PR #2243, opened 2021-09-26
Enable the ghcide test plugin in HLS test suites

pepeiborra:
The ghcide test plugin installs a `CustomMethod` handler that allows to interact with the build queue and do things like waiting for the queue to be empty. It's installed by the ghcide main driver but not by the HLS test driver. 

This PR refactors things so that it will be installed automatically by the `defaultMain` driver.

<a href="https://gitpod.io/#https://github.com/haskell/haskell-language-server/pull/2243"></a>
------------------------------------------------------------
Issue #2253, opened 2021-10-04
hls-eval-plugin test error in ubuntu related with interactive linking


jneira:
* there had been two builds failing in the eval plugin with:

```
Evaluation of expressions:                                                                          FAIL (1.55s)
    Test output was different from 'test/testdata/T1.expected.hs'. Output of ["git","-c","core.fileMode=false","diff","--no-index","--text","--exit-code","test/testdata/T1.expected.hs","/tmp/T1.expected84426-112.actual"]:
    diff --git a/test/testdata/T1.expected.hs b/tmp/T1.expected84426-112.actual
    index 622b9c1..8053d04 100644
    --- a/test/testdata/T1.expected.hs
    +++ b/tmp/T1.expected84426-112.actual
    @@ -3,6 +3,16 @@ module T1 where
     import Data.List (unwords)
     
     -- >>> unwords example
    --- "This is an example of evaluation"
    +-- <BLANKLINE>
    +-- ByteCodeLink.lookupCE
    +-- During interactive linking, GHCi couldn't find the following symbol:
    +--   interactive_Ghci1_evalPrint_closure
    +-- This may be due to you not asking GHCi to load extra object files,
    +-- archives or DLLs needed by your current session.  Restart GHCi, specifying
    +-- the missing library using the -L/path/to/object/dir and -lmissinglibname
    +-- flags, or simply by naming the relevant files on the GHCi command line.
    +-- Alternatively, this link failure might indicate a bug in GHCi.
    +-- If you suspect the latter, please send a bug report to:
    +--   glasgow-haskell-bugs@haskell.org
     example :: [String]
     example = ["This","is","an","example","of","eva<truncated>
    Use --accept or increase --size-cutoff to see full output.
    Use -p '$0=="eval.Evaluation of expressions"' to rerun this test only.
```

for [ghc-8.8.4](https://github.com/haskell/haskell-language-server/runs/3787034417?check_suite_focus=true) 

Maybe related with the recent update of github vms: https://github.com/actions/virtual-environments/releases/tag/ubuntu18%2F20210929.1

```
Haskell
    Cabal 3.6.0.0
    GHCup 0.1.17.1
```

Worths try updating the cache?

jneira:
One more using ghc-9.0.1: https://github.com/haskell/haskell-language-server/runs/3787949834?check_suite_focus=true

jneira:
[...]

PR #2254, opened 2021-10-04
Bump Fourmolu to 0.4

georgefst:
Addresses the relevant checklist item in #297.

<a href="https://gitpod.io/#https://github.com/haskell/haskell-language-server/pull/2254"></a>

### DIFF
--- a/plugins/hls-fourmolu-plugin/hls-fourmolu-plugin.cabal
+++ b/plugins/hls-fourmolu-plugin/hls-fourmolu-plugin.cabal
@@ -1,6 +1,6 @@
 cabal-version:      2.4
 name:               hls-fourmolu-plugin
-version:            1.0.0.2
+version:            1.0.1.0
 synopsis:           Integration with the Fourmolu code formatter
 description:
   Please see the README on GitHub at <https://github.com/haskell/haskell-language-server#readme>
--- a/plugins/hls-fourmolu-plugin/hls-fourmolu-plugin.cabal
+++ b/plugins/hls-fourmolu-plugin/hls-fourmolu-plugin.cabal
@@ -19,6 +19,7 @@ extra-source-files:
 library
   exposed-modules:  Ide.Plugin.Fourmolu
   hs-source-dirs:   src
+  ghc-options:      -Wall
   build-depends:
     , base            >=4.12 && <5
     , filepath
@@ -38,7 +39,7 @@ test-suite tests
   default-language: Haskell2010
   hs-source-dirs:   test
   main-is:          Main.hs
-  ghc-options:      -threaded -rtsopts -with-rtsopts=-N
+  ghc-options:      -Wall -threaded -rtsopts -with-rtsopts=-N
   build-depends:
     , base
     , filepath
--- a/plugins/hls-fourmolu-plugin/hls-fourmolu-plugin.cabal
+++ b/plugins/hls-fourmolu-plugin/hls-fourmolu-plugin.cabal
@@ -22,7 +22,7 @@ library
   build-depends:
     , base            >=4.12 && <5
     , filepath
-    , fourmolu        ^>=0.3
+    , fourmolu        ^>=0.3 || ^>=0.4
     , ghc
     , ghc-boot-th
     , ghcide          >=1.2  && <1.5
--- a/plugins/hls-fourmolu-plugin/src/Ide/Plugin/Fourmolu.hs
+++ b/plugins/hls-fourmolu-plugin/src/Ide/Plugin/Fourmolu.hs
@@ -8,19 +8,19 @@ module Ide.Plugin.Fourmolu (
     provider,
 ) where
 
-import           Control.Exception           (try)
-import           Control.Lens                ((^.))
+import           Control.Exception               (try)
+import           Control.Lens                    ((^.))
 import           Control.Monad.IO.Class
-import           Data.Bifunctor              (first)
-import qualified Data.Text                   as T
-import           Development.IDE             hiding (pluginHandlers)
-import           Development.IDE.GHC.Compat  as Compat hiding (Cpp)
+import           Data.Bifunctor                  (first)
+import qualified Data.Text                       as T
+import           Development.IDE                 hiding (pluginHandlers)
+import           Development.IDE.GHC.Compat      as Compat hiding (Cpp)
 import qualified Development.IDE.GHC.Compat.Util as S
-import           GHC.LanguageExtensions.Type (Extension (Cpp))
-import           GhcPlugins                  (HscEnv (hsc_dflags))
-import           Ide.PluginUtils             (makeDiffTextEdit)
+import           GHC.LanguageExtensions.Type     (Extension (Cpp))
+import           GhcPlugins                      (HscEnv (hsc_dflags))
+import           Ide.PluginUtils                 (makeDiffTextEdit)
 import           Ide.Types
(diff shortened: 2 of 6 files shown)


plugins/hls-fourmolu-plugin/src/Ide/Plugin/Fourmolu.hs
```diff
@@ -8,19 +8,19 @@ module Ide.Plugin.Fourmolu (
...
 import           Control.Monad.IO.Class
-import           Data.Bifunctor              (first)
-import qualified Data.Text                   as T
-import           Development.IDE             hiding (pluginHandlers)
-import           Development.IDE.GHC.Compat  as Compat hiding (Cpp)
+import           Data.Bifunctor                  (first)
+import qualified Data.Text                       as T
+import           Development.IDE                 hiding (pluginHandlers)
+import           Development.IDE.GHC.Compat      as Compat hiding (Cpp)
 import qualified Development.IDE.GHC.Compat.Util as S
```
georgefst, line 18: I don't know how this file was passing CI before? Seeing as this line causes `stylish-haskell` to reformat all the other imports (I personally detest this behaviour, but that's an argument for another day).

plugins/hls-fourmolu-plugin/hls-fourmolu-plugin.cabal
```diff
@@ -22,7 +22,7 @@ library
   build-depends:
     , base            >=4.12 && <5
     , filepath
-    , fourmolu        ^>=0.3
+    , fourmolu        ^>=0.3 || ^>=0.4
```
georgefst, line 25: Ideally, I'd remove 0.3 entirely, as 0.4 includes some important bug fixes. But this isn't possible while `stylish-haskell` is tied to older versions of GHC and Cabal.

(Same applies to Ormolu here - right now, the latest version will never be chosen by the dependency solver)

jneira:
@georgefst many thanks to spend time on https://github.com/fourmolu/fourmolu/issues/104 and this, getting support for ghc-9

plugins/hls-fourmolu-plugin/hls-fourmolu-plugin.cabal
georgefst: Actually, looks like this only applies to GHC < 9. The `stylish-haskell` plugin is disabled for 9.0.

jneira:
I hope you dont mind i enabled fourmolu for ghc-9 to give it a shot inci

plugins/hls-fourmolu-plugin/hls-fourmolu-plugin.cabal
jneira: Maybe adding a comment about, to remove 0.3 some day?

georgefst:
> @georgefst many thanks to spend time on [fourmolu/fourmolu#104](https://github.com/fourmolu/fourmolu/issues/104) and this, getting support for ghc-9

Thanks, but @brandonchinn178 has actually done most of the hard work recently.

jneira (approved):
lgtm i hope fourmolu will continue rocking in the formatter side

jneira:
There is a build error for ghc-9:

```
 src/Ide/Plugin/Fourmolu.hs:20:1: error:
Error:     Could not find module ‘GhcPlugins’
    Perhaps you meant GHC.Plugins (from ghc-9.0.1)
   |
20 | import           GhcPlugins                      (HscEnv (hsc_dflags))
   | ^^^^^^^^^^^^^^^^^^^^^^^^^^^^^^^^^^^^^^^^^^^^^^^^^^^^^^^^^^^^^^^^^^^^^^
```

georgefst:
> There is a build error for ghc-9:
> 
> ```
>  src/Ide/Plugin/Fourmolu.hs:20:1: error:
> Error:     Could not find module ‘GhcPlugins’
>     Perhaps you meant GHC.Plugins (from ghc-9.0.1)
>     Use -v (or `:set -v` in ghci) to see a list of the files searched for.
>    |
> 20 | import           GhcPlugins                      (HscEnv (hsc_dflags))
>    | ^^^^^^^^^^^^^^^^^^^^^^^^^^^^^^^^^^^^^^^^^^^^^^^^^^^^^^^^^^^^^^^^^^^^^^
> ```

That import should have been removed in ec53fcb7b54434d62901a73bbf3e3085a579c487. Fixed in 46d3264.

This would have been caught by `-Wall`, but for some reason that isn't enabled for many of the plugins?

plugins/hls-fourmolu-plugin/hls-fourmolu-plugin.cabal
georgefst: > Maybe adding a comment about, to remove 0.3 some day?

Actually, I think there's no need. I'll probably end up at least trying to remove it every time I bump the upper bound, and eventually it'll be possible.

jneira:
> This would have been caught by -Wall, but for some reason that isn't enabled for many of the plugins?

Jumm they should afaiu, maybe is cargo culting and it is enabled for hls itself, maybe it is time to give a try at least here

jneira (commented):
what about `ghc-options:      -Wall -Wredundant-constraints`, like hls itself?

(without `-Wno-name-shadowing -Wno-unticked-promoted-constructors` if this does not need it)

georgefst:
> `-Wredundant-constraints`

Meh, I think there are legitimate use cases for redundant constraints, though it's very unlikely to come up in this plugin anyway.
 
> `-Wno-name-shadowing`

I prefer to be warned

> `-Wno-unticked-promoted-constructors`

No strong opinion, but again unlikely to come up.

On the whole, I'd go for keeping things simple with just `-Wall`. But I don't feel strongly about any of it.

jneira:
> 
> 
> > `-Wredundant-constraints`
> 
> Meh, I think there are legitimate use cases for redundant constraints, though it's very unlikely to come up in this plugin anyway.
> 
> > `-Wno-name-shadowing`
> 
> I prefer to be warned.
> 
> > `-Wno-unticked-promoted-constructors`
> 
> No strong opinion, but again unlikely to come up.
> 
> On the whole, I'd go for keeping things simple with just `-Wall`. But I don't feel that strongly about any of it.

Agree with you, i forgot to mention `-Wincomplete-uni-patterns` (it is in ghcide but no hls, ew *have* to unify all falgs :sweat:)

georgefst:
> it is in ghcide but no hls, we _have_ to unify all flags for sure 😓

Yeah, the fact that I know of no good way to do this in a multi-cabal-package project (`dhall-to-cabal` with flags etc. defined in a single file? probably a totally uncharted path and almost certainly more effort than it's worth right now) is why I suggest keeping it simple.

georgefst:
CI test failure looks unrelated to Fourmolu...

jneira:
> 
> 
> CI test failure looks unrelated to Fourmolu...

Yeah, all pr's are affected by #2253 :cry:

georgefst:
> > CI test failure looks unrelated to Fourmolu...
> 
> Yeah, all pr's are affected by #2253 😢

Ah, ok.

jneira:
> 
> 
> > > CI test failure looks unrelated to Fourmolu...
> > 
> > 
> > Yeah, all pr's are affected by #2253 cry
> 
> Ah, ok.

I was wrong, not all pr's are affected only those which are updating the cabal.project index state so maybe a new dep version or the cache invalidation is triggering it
------------------------------------------------------------
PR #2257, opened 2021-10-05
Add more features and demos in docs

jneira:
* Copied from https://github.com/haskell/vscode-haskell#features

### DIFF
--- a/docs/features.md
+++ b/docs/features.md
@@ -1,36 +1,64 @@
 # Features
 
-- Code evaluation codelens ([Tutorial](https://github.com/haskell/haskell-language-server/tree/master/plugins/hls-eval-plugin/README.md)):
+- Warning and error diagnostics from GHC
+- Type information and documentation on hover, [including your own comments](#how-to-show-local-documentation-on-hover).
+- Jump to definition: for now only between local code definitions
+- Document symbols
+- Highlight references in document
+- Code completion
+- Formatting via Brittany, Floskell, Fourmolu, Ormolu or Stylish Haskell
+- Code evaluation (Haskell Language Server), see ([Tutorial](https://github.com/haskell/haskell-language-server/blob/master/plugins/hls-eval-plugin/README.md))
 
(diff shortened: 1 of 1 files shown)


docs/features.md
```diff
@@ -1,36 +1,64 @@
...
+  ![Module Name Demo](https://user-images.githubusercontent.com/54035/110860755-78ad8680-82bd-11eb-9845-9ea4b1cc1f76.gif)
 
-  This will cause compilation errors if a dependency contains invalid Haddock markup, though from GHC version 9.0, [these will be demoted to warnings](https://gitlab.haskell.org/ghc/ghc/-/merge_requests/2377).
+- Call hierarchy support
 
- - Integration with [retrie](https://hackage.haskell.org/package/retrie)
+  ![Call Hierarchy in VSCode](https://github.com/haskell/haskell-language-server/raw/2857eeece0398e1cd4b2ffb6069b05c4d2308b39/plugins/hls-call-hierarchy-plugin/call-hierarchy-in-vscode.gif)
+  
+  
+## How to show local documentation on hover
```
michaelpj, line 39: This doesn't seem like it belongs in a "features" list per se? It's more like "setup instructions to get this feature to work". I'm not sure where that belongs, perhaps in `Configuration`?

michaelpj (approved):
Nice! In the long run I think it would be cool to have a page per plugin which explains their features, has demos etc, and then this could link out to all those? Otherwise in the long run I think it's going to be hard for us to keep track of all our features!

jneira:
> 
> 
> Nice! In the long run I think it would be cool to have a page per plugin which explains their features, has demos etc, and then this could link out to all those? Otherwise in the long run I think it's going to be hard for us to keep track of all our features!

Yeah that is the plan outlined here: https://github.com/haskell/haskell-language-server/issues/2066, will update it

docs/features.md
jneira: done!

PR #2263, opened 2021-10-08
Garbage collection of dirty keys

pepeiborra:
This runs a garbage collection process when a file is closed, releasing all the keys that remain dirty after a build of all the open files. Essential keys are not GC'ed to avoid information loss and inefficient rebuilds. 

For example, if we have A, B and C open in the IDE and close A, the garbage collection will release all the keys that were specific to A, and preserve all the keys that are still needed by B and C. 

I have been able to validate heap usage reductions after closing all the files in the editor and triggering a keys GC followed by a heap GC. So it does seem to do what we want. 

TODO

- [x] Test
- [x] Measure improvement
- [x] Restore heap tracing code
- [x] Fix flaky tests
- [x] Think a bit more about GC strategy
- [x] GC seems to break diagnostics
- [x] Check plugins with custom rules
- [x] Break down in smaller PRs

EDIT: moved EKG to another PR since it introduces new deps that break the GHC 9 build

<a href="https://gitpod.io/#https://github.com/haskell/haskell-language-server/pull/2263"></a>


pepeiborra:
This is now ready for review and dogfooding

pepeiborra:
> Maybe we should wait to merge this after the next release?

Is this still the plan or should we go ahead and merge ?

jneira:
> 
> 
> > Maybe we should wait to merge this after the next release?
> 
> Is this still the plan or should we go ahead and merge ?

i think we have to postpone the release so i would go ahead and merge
------------------------------------------------------------
§ ASSIGNED TASK
Show all lines above containing "project".

§ RESULT OF THE TASK
Yeah, the fact that I know of no good way to do this in a multi-cabal-package project (`dhall-to-cabal` with flags etc. defined in a single file? probably a totally uncharted path and almost certainly more effort than it's worth right now) is why I suggest keeping it simple.
I was wrong, not all pr's are affected only those which are updating the cabal.project index state so maybe a new dep version or the cache invalidation is triggering it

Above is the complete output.